Leider kann man nicht einfach sagen, sein Buch sei nur schlecht. Schön wär´s. Vielmehr ist es eine üble Mischung aus interessanten Daten und Fakten sowie deren Verzerrung durch die Brille des Hasses, aus richtigen Analysen und falschen Schlussfolgerungen. Das merkt man – wie beim SPIEGEL – oft erst, wenn man sich bei einem Thema, das er behandelt, wirklich gut auskennt. So ging es mir mit dem scheinheiligen Kapitel „Unser arabisches Erbe“, wo der Autor auf gerade mal zweieinhalb Seiten sehr, sehr lückenhaft aufzählt, was die abendländische Wissenschaft, Gastronomie, Medizin, Architektur und Wasserwirtschaft den Arabern verdankt.
Der Autor hat zwölf Jahre in islamischen Ländern gelebt, hat viel gesehen und zitiert eine Menge Fachliteratur.
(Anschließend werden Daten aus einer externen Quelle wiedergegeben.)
PR #533, opened 2021-10-14
HOCS-3970 Fix case creation for cases created by case-creator

robertdeniszczyc2:
Ensures case-creator can create cases and removes mutation of data to improve readability.

### DIFF
--- a/src/main/resources/processes/SMC.bpmn
+++ b/src/main/resources/processes/SMC.bpmn
@@ -50,6 +50,7 @@
         <camunda:out source="CompType" target="CompType" />
         <camunda:out source="Stage" target="Stage" />
         <camunda:out source="ScmTriageResult" target="ScmTriageResult" />
+        <camunda:out source="CctTriageAccept" target="CctTriageAccept" />
       </bpmn:extensionElements>
       <bpmn:incoming>Flow_08fga3p</bpmn:incoming>
       <bpmn:outgoing>Flow_115y0ny</bpmn:outgoing>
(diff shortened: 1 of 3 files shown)


src/main/java/uk/gov/digital/ho/hocs/workflow/api/WorkflowService.java
```diff
@@ -69,53 +69,48 @@ public WorkflowService(CaseworkClient caseworkClient,
 
     public CreateCaseResponse createCase(String caseDataType, LocalDate dateReceived, List<DocumentSummary> documents, UUID userUUID, UUID fromCaseUUID, Map<String, String> receivedData) {
         // Create a case in the casework service in order to get a reference back to display to the user.
-        Map<String, String> data = new HashMap<>(receivedData);
         CreateCaseworkCorrespondentRequest correspondentRequest = null;
```
LiamMacP, line 72: Defaults to `null` so not needed.

src/main/java/uk/gov/digital/ho/hocs/workflow/api/WorkflowService.java
```diff
@@ -69,53 +69,48 @@ public WorkflowService(CaseworkClient caseworkClient,
...
-                    .address1(data.get("Address1"))
-                    .address2(data.get("Address2"))
-                    .address3(data.get("Address3"))
-                    .country(data.get("Country"))
-                    .telephone(data.get("Telephone"))
-                    .email(data.get("Email"))
-                    .reference(data.get("Reference"))
-                    .build();
-
-            data.remove("Fullname");
```
LiamMacP, line 91: Wow, glad to see this going 👍🏽

src/main/java/uk/gov/digital/ho/hocs/workflow/api/WorkflowService.java
robertdeniszczyc2: If the assign to null is removed the null check on line 115 warns that the variable might not have been initialised.

robertdeniszczyc2:
@LiamMacP are you happy with me Resolving the comments added please? Cheers

LiamMacP:
Yep fine with me, something to revisit in the future...

src/main/java/uk/gov/digital/ho/hocs/workflow/api/WorkflowConstants.java
```diff
@@ -7,4 +7,20 @@
     String LAST_UPDATED_BY_USER = "LastUpdatedByUserUUID";
     String DATE_RECEIVED = "DateReceived";
     String CASE_REFERENCE = "CaseReference";
+    String FULL_NAME = "Fullname";
```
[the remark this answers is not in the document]
robertdeniszczyc2: final is redundant on interface fields so not required

PR #545, opened 2021-11-03
HOCS-3987: Add pending path to SMC_TRIAGE

JosephRogerson:
Currently, there isn't a path for pending in the SMC_TRIAGE model. This
means that the case moves to draft instead of staying in triage. This
change adds this path and the required test coverage.


LiamMacP (approved):
Looks good, I'll show you next time how to make these slightly more readable for peer reviews! good work!

PR #547, opened 2021-11-05
HOCS-4030 move the kube config into the main project

nickmcmahon01:


LiamMacP (changes requested):
This still needs to have the history brought across before we can merge 🙂

PR #552, opened 2021-11-12
HOCS-4081 add check for null field when adding case notes

abarker66:
added check for null field when adding case notes. Null field is replaced by empty string and error logged as this should not really be happening.


gary-newbolt (approved):
lgtm

PR #556, opened 2021-11-23
Feature/hocs 4023 close case endpoint

gardnersam:
This PR adds an endpoint to workflow which will close the case linked to the given UUID. The intention behind the implementation is to fully revert any changes if an error occurs up to the final step of deleting the Camunda process.

### DIFF
--- a/src/main/java/uk/gov/digital/ho/hocs/workflow/api/WorkflowService.java
+++ b/src/main/java/uk/gov/digital/ho/hocs/workflow/api/WorkflowService.java
@@ -15,6 +15,7 @@ import uk.gov.digital.ho.hocs.workflow.client.caseworkclient.CaseworkClient;
 import uk.gov.digital.ho.hocs.workflow.client.caseworkclient.dto.CreateCaseworkCaseResponse;
 import uk.gov.digital.ho.hocs.workflow.client.caseworkclient.dto.GetAllStagesForCaseResponse;
 import uk.gov.digital.ho.hocs.workflow.client.caseworkclient.dto.GetCaseworkCaseDataResponse;
+import uk.gov.digital.ho.hocs.workflow.client.caseworkclient.dto.GetStagesResponse;
 import uk.gov.digital.ho.hocs.workflow.client.caseworkclient.dto.StageDto;
 import uk.gov.digital.ho.hocs.workflow.client.documentclient.DocumentClient;
 import uk.gov.digital.ho.hocs.workflow.client.infoclient.InfoClient;
@@ -366,8 +367,8 @@ public class WorkflowService {
         GetCaseworkCaseDataResponse caseDetails = caseworkClient.getCase(caseUUID);
 
         //Get stage uuid from casework
-        String stage = caseworkClient.getActiveStage(caseDetails.getReference().replace("/", "%2F"));
-        UUID stageUUID = UUID.fromString(getStageUUID(stage));
+        GetStagesResponse stage = caseworkClient.getActiveStage(caseDetails.getReference().replace("/", "%2F"));
+        UUID stageUUID = stage.getStages().stream().findFirst().get().getStageUUID();
 
         //Mark case as complete
         caseworkClient.completeCase(caseUUID, true);
--- a/src/main/java/uk/gov/digital/ho/hocs/workflow/api/WorkflowService.java
+++ b/src/main/java/uk/gov/digital/ho/hocs/workflow/api/WorkflowService.java
@@ -393,12 +393,6 @@ public class WorkflowService {
         return ResponseEntity.ok("Closed case " + caseUUID);
     }
 
-    private String getStageUUID(String stage) throws JsonProcessingException {
-        ObjectMapper objectMapper = new ObjectMapper();
-        JsonNode node = objectMapper.readTree(stage).get("stages").get(0).get("uuid");
-        return node.toString().substring(1, node.toString().length() -1);
-    }
-
     public void deleteProcess(UUID stageUuid){
         camundaClient.removeProcess(stageUuid);
     }
--- a/src/main/java/uk/gov/digital/ho/hocs/workflow/api/WorkflowService.java
+++ b/src/main/java/uk/gov/digital/ho/hocs/workflow/api/WorkflowService.java
@@ -1,8 +1,12 @@
 package uk.gov.digital.ho.hocs.workflow.api;
 
+import com.fasterxml.jackson.core.JsonProcessingException;
+import com.fasterxml.jackson.databind.JsonNode;
+import com.fasterxml.jackson.databind.ObjectMapper;
 import lombok.extern.slf4j.Slf4j;
 import org.springframework.beans.factory.annotation.Autowired;
 import org.springframework.http.HttpStatus;
+import org.springframework.http.ResponseEntity;
 import org.springframework.stereotype.Service;
 import org.springframework.web.client.HttpClientErrorException;
 import uk.gov.digital.ho.hocs.workflow.api.dto.*;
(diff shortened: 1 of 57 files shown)


src/main/java/uk/gov/digital/ho/hocs/workflow/api/WorkflowService.java
```diff
@@ -357,4 +361,45 @@ public void updateStage(UUID caseUUID, UUID stageUUID, Map<String, String> value
...
+
+        //Get stage uuid from casework
+        String stage = caseworkClient.getActiveStage(caseDetails.getReference().replace("/", "%2F"));
+        UUID stageUUID = UUID.fromString(getStageUUID(stage));
+
+        //Mark case as complete
+        caseworkClient.completeCase(caseUUID, true);
+
+        //Update the stage team to null
+        UUID oldTeam = caseworkClient.getStageTeam(caseUUID, stageUUID); //To allow reversion if required
```
nickmcmahon01, line 376: Not a blocking comment, but should the 'completeCase' method in Casework->CaseService perform this action instead? you could put that behaviour in a transaction with the complete=true and not have to do the countermeasure.

src/main/java/uk/gov/digital/ho/hocs/workflow/api/WorkflowService.java
```diff
@@ -357,4 +361,45 @@ public void updateStage(UUID caseUUID, UUID stageUUID, Map<String, String> value
 
         camundaClient.completeTask(stageUUID, values);
     }
+
+    public ResponseEntity closeCase(UUID caseUUID) throws JsonProcessingException {
+        GetCaseworkCaseDataResponse caseDetails = caseworkClient.getCase(caseUUID);
+
+        //Get stage uuid from casework
+        String stage = caseworkClient.getActiveStage(caseDetails.getReference().replace("/", "%2F"));
```
LiamMacP, line 369: Unsure what the casework endpoint returns but mapping to a DTO would be preferred? I suspect there should only be 1 active stage for a case?

src/main/java/uk/gov/digital/ho/hocs/workflow/api/WorkflowService.java
```diff
@@ -357,4 +361,45 @@ public void updateStage(UUID caseUUID, UUID stageUUID, Map<String, String> value
...
+        UUID stageUUID = UUID.fromString(getStageUUID(stage));
+
+        //Mark case as complete
+        caseworkClient.completeCase(caseUUID, true);
```
LiamMacP, line 373: What if this fails? Would we not want this to undo?

src/main/java/uk/gov/digital/ho/hocs/workflow/api/WorkflowService.java
nickmcmahon01: its a Set<> but there should only be one - the set was for parallel stages.

src/main/java/uk/gov/digital/ho/hocs/workflow/api/WorkflowService.java
gardnersam: If this call fails then nothing will have happened so far so there shouldn't be anything to undo.

src/main/java/uk/gov/digital/ho/hocs/workflow/api/WorkflowService.java
gardnersam: I've swapped this to a DTO, will make it more useful in the future if people want to get more out of it

src/main/java/uk/gov/digital/ho/hocs/workflow/api/WorkflowService.java
LiamMacP: Yeah looked at the `completeCase` method, seems relatively safe...

src/main/java/uk/gov/digital/ho/hocs/workflow/api/WorkflowService.java
```diff
@@ -357,4 +362,45 @@ public void updateStage(UUID caseUUID, UUID stageUUID, Map<String, String> value
...
+            caseworkClient.updateStageTeam(caseUUID, stageUUID, oldTeam, null);
+            caseworkClient.completeCase(caseUUID, caseDetails.getCompleted()); //Audit event may already have been created for closed case
+            return ResponseEntity.status(HttpStatus.INTERNAL_SERVER_ERROR).body("Failed to delete process for " + caseUUID + " Error : " + e);
+        }
+        return ResponseEntity.ok("Closed case " + caseUUID);
+    }
+
+    private String getStageUUID(String stage) throws JsonProcessingException {
+        ObjectMapper objectMapper = new ObjectMapper();
+        JsonNode node = objectMapper.readTree(stage).get("stages").get(0).get("uuid");
```
LiamMacP, line 398: Would mapping that into a object be simpler to read?

src/main/java/uk/gov/digital/ho/hocs/workflow/client/caseworkclient/dto/GetStagesResponse.java
```diff
@@ -0,0 +1,29 @@
...
+
+@AllArgsConstructor
+@NoArgsConstructor
+@Getter
+public class GetStagesResponse {
+
+    @JsonProperty("stages")
+    private Set<GetStageResponseDto> stages;
+
+//    public static GetStagesResponse from(Set<StageDto> stages) {
```
LiamMacP, line 21: Commented out?

src/test/java/uk/gov/digital/ho/hocs/workflow/api/WorkflowServiceTest.java
```diff
@@ -7,21 +7,16 @@
...
 import static org.mockito.Mockito.when;
 
-import java.util.ArrayList;
-import java.util.HashMap;
-import java.util.LinkedList;
-import java.util.List;
-import java.util.Map;
-import java.util.Optional;
-import java.util.UUID;
+import java.util.*;
```
LiamMacP, line 10: Not an blocking issue, but bringing in the entire util and mockito packages... there is a IntelliJ setting that disables this.

src/test/java/uk/gov/digital/ho/hocs/workflow/api/WorkflowServiceTest.java
```diff
@@ -706,4 +705,55 @@ private SchemaDto exampleSchemaDto() {
...
+        getCaseworkCaseDataResponse.setCompleted(false);
+        Mockito.doReturn(getCaseworkCaseDataResponse).when(caseworkClient).getCase(any());
+
+        GetStageResponseDto getStageResponseDto = new GetStageResponseDto(UUID.fromString(stageUUID), null, null);
+        Set<GetStageResponseDto> stages = new HashSet<>(Collections.singletonList(getStageResponseDto));
+        GetStagesResponse getStagesResponse = new GetStagesResponse(stages);
+
+        Mockito.doReturn(getStagesResponse).when(caseworkClient).getActiveStage(anyString());
+
+//        Mockito.doReturn("{\"stages\" : [ { \"uuid\" : \"" + stageUUID + "\" } ]}").when(caseworkClient).getActiveStage(anyString());
```
LiamMacP, line 753: Commented out, does this need removing?

src/main/java/uk/gov/digital/ho/hocs/workflow/api/WorkflowService.java
gardnersam: This method was no longer used after getting a DTO rather than a string in an earlier review comment so I've removed it

src/main/java/uk/gov/digital/ho/hocs/workflow/client/caseworkclient/dto/GetStagesResponse.java
gardnersam: Woops, removed

src/test/java/uk/gov/digital/ho/hocs/workflow/api/WorkflowServiceTest.java
gardnersam: Fair, I've updated to single imports

src/test/java/uk/gov/digital/ho/hocs/workflow/api/WorkflowServiceTest.java
gardnersam: 2nd woops, removed

src/main/java/uk/gov/digital/ho/hocs/workflow/api/WorkflowService.java
gardnersam: We'd need the Complete status and current team anyway in order to reset if killing the camunda process failed so I think this is still the way to go

src/main/java/uk/gov/digital/ho/hocs/workflow/api/WorkflowService.java
```diff
@@ -357,4 +362,39 @@ public void updateStage(UUID caseUUID, UUID stageUUID, Map<String, String> value
 
         camundaClient.completeTask(stageUUID, values);
     }
+
+    public ResponseEntity closeCase(UUID caseUUID) throws JsonProcessingException {
+        GetCaseworkCaseDataResponse caseDetails = caseworkClient.getCase(caseUUID);
+
+        //Get stage uuid from casework
+        GetStagesResponse stage = caseworkClient.getActiveStage(caseDetails.getReference().replace("/", "%2F"));
```
fewtrees-ho, line 370: I think there's a URLEncode method lurking around that would do this properly..

fewtrees-ho (changes requested):

src/main/java/uk/gov/digital/ho/hocs/workflow/api/WorkflowService.java
gardnersam: https://github.com/UKHomeOffice/hocs-frontend/blob/main/server/libs/encodingHelpers.js - we have this in the frontend but can't find anything similar in workflow.

fewtrees-ho: https://docs.oracle.com/javase/7/docs/api/java/net/URLEncoder.html

fewtrees-ho (approved):

PR #559, opened 2021-11-25
HOCS-4169: create skeleton workflow caseType TO

gary-newbolt:


abarker66 (approved):
Looks good, I think we may need a key on the diagram to explain the psychedelic colour scheme.
The transferred cases are just trapped at triage it seems - is there an escape/stop route for these cases once transferred or removed?

PR #564, opened 2021-12-02
HOCS-4238: Update CompType when transferring case

JosephRogerson:
At the moment when a case is transferred via CCH returns the CompType is
not changed. This change adds an activity to the COMP and COMP2 CCH flow
that updates the CompType before transfer.


fewtrees-ho (changes requested):
Hi Joseph,

There are no unit tests for this change. Would you be able to add them in?

Cheers
Rob

JosephRogerson:
> Hi Joseph,
> 
> Should the value change happen in the backend? Is it a backend activity?
> 
> There are no unit tests for this change. Would you be able to add them in?
> 
> Cheers Rob

Hi Rob,

The value change will happen in the backend, currently when the team is changed in the CCH returns process the CompType is not updated to match. This uses the `updateValue` method to set this value.

I'll add some unit tests for this.

Thanks,
Joseph

fewtrees-ho (approved):

PR #566, opened 2021-12-02
HOCS-4297-Add-jacoco-and-sonar

fewtrees-ho:


nickmcmahon01 (approved):

build.gradle
```diff
@@ -108,6 +108,26 @@ configurations {
     integrationTestRuntimeOnly.extendsFrom testRuntime
 }
 
+plugins.withType(JacocoPlugin) {
+    tasks["test"].finalizedBy 'jacocoTestReport'
+}
+
+test {
+    maxHeapSize = "1024m"
```
nickmcmahon01, line 116: Not sure what memory we have available on drone... Let's see what happens

.drone.yml
```diff
@@ -36,7 +36,7 @@ steps:
   - name: sonar scanner
     image: quay.io/ukhomeofficedigital/sonar-scanner:v3.0.2
     depends_on:
-      - build project
+      - test project
```
zuzak, line 39: This changes it to run in serial to the test step instead of parallel with it -- is that intentional?

PR #567, opened 2021-12-03
HOCS-4121 added data input stage for treat official

abarker66:
This delivers the data input stage for treat official cases.


gary-newbolt (approved):
lgtm - I agree with you that the team uuid in there is a bit ugh! but it does the job.

PR #569, opened 2021-12-03
HOCS-4312 - Remove the Retry annotation

nickmcmahon01:
As part of the investigation it was determined that the application was failing to create new threads for the retry code, we have given the pods more memory but we don't believe we need to use @Retry at all - we prefer to fail fast.


robertdeniszczyc2 (approved):
Talked through changes with Nick and approve

PR #699, opened 2022-04-26
HOCS-3780: Remove diff based tests for workflows

nickmcmahon01:


build.gradle
```diff
@@ -12,25 +12,6 @@ repositories {
     mavenCentral()
 }
 
-plugins.withType(JacocoPlugin) {
```
nickmcmahon01, line 15: These are defined twice for some reason

gary-newbolt (approved):
Looks good

PR #703, opened 2022-05-09
HOCS-5000: stage duplication problem

gary-newbolt:


src/main/java/uk/gov/digital/ho/hocs/workflow/BpmnService.java
```diff
@@ -67,25 +67,17 @@ public String createStage(String caseUUIDString, String stageUUIDString, String
...
-
-            CreateCaseworkStageRequest stageRequest = new CreateCaseworkStageRequest(stageTypeString, teamUUID, userUUID, allocationType);
-            log.debug("Creating new stage {} for case {}", stageRequest, caseUUIDString);
-            resultStageUUID = caseworkClient.createStage(caseUUID, stageRequest).toString();
-            log.info("Created Stage {} for Case {}", resultStageUUID, caseUUID);
+            stageUUID= UUID.fromString(stageUUIDString);
         }
 
+        CreateCaseworkStageRequest stageRequest = new CreateCaseworkStageRequest(stageTypeString, stageUUID, teamUUID, userUUID, allocationType);
+        log.debug("Creating new stage {} for case {}", stageRequest, caseUUIDString);
```
LiamMacP, line 77: Are both this log and also log line 64 required? I sort of feel this one would be sufficient?

src/main/java/uk/gov/digital/ho/hocs/workflow/BpmnService.java
```diff
@@ -67,25 +67,17 @@ public String createStage(String caseUUIDString, String stageUUIDString, String
...
+        resultStageUUID = caseworkClient.createStage(caseUUID, stageRequest).toString();
+        log.info("Created Stage {} for Case {}", resultStageUUID, caseUUID);
```
LiamMacP, line 79: I know that this was probably the original log line - but could we pass through an event from LogEvent here. Helps with identification in OpenSearch

gary-newbolt: added

src/main/java/uk/gov/digital/ho/hocs/workflow/BpmnService.java
gary-newbolt: I've removed this line

LiamMacP (approved):

PR #717, opened 2022-05-25
HOCS-3976: remove case viewed audits

nickmcmahon01:
Hocs-3976: remove call causing case viewed audits when not needed

### DIFF
--- a/src/main/java/uk/gov/digital/ho/hocs/workflow/security/AllocatedAspect.java
+++ b/src/main/java/uk/gov/digital/ho/hocs/workflow/security/AllocatedAspect.java
@@ -9,6 +9,7 @@ import org.springframework.context.annotation.Conditional;
 import org.springframework.stereotype.Component;
 import uk.gov.digital.ho.hocs.workflow.application.NonMigrationEnvCondition;
 import uk.gov.digital.ho.hocs.workflow.client.caseworkclient.CaseworkClient;
+import uk.gov.digital.ho.hocs.workflow.client.infoclient.InfoClient;
 
 import java.util.Set;
 import java.util.UUID;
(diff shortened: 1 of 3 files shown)


src/main/java/uk/gov/digital/ho/hocs/workflow/security/AllocatedAspect.java
```diff
@@ -82,9 +84,9 @@ private void verifyAllocatedToTeam(UUID caseUUID, UUID stageUUID) {
     }
 
     private boolean proceedIfUserTeamIsAdminForCaseType(UUID caseUUID) {
-        String stageType = caseworkClient.getCase(caseUUID).getType();
+        String shortCode = caseUUID.toString().substring(34);
```
LiamMacP, line 87: This still feels like a hack, can we add something to review this...

src/test/java/uk/gov/digital/ho/hocs/workflow/security/AllocatedAspectTest.java
```diff
@@ -25,6 +26,9 @@ public class AllocatedAspectTest {
     @Mock(answer = Answers.RETURNS_DEEP_STUBS)
     private CaseworkClient caseworkClient;
 
+    @Mock(answer = Answers.RETURNS_DEEP_STUBS)
```
LiamMacP, line 29: Does this need `(answer = Answers.RETURNS_DEEP_STUBS)`?

nickmcmahon01: 👻 whooo knowws, i'll take it out

src/main/java/uk/gov/digital/ho/hocs/workflow/security/AllocatedAspect.java
nickmcmahon01: there is an endpoint on casework we could add to workflow, but that endpoint calls the info service one. so we can unpick it as one task.

LiamMacP (approved):

PR #721, opened 2022-06-01
HOCS-5161: move away from custom 'name' endpoint

nickmcmahon01:
Move away from custom endpoint to help docs service handle database access in a consistent way


src/main/java/uk/gov/digital/ho/hocs/workflow/client/documentclient/dto/DocumentDto.java
```diff
@@ -0,0 +1,58 @@
...
+
+import java.time.LocalDateTime;
+import java.util.LinkedHashSet;
+import java.util.Set;
+import java.util.UUID;
+
+@AllArgsConstructor()
+@Getter
+@Slf4j
+public class DocumentDto {
```
LiamMacP, line 16: Do we need this entire DTO for the display name?

nickmcmahon01: no, I was hoping it would be useful as/when we move other calls over, but it can come in with those changes

PR #732, opened 2022-06-30
HOCS-5246 added reject note to draft stage

abarker66:
Addition of a draft stage rejection note.


LiamMacP:
Could you add a default flow from the exclusive gateway back to the screen for odd chance a screen doesn't respond with direction of `BACKWARDS` or `FORWARDS`? While its not necessary just future proofs it and makes sure if it fails its in a workable state. 

```
GRO: Gateway_0t2n8w2
HMPO: Gateway_0bt29iu
```

abarker66:
The DIRECTION value is defined after case creation and FORWARD is essentially the default value, the only time it is switched is when the back link is pressed - it is not a good idea to default the direction decision.

LiamMacP:
> The DIRECTION value is defined after case creation and FORWARD is essentially the default value, the only time it is switched is when the back link is pressed - it is not a good idea to default the direction decision.

That's not strictly true, we also use it for the flow-direction component. As I say not likely to be used, but we should be defensively coding.

LiamMacP:
> Yes it is used primarily for the flow-direction - it is not normal to default flow-direction decisions - I will add this (it is a bad idea) but you need to tell me which direction is the default and where does the default flow go back to????

It's just a default flow so doesn't need a value and back into the screen.

abarker66:
No I mean which flow (forward, backward) do you want as the default - because it will always be one or the other because the workflow would not get that far without the flow direction being set? - we will be defaulting a flow which will always have a value - it makes no sense

LiamMacP:
> No I mean which flow (forward, backward) do you want as the default - because it will always be one or the other because the workflow would not get that far without the flow direction being set? - we will be defaulting a flow which will always have a value - it makes no sense

I think this is where there is crossed wires, there should be a third one off the exclusive gateway that leads back to the screen. So forward and backwards stays the same.

abarker66:
Jesus H. Corbett - why did you not say that in the first place - you are aware it will never be called because of the way workflow works - it would never get to that decision point if direction was not not set - it is either forward or backward - no other tenant bpmn diagram defaults at this point - there are subsequent decisions that default but direction is dealt with first and not defaulted. I will add it so I can move on. If this is to be a new standard you have a lot of rework to do - about 160 bpmn diagrams will need updating - enjoy.

abarker66:
Added change and tested with Camunda test suite:
1) If Direction is not set at all then the Camunda engine fails followed by the Workflow back end - it needs Direction to exist.
2) If Direction exists but is not assigned a value as it leaves the activity then the default flow ensures it gets stuck in an infinite loop. It can only escape from once a value is assigned to Direction.
In light of what I'm seeing I think this suggestion is a bad idea given how workflow deals with flow-direction - I am going to return the ticket to the back log and let someone else have a go.

LiamMacP:
I have pushed a change to add the default flow back in. While we are safe to assume that DIRECTION will always be set to _something_ we cannot always gaurantee that this will be `BACKWARD` or `FORWARD`. Having the default route here will enable previous cases to still be workable without relying on the camunda engine to randomly pick which route to use (which could lead to undesirable behaviour). 

While this will mean potential manual intervention in the future - we should strive to ensure backwards compatability with cases.

abarker66:
Absolute nonsense - but knock yourself out.

robertdeniszczyc2 (approved):

nickmcmahon01:
Do we need to raise a ticket to ensure a default flow is present for all decision points?

robertdeniszczyc2:
> Do we need to raise a ticket to ensure a default flow is present for all decision points?

It's worth a huddle; can we do something in the code which executes it to avoid having to put in default flows maybe? Thinking in the updateStage method in WorkflowService

nickmcmahon01:
> > Do we need to raise a ticket to ensure a default flow is present for all decision points?
> 
> It's worth a huddle; can we do something in the code which executes it to avoid having to put in default flows maybe? Thinking in the updateStage method in WorkflowService

I don't think so, its not a fun task for anyone though is it - but who knows what else we'll find!

PR #735, opened 2022-07-07
HOCS-5323: add back behaviour for GRO Draft

LiamMacP:
Add missing back button handling for GRO draft cases. There is also an
addition of a couple of missing tests that let this slip through the net
last time.


src/test/java/uk/gov/digital/ho/hocs/workflow/processes/pogr/POGR_GRO_DRAFT.java
```diff
@@ -87,11 +87,13 @@ public void testTelephoneResponse() {
     @Test
     public void testNotTelephoneResponse() {
         whenAtCallActivity("POGR_GRO_PRIORITY_CHANGE_SCREEN")
+                .thenReturn("DraftOutcome", "TelephoneResponse")
```
vinothon84, line 90: Hi @LiamMacP - I see line 90 and 91 are duplicated. Is this expected?

LiamMacP: Hi @vinothon84 - yes you have to specify what should happen on each trip into the process `POGR_GRO_PRIORITY_CHANGE_SCREEN`. It allows you to change routes if you require - in our case we don't need to.

vinothon84 (approved):

PR #744, opened 2022-07-27
Hocs 4943 ability to close case at draft stage

vinothon84:
Hocs 4943 - ability to close case at draft stage
1) Covers both scenarios - POGR HMPO and GRO (Complaints & Policy)
2) BPMN file changes to add POGR_HMPO_Draft & POGR_GRO_Draft - Close the case - BPMN file changes
3) BPMN file changes to cover flow when it passed it back to POGR_HMPO & POGR_GRO
4) Junit test suits to covers new flow for Draft close case for HMPO & GRO

PR #745, opened 2022-07-28
HOCS-4943: support draft case closure 

vinothon84:
HOCS-4943 for POGR - Closing the case @ Draft State

1. DML changes to add Close the case radio button
2. Add Close Reason drop down values
3. Creation of new screen - with label, inset, text area, Complete case and back button
4. Respective test cases were created.

Opening this PR after closing - https://github.com/UKHomeOffice/hocs-workflow/pull/744


JosephRogerson (changes requested):
This might be a bit better if in POGR_HMPO and POGR_GRO the flow connected to the final complete case

Also, could you try and see if it still works without the complete case action in the _DRAFT files? You may not need this any more now that the flow is connected correctly
image

JosephRogerson (approved):

PR #749, opened 2022-08-04
HOCS-5428: Fix POGR2 escalation

JosephRogerson:


abarker66 (approved):
LGTM, tested and I can now see the new stage 2 cases at data input stage.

Deshalb ist es sicher keine Unwissenheit, sondern unlautere Absicht, wenn er ständig die Begriffe „Araber“ und „Muslime“ oder “Islam“ und „Islamismus“ verwechselt. Bei mir kommt das Buch daher nicht ins offene Regal mit Aufklärungsliteratur, sondern in die Giftküche für Spezialisten. [Dort stehen auch einst verbotene Bücher über Hexen, Freimaurer und christliche Sekten.] Man braucht kein Jurist zu sein, um den Eindruck zu bekommen: An manchen Punkten erfüllt dieses Buch durchaus den Straftatbestand der Volksverhetzung.

Udo Ulfkotte: „Heiliger Krieg in Europa. Wie die radikale Muslimbruderschaft unsere Gesellschaft bedroht“.
Eichborn Verlag, Frankfurt a. M., 303 Seiten, 19,90 €.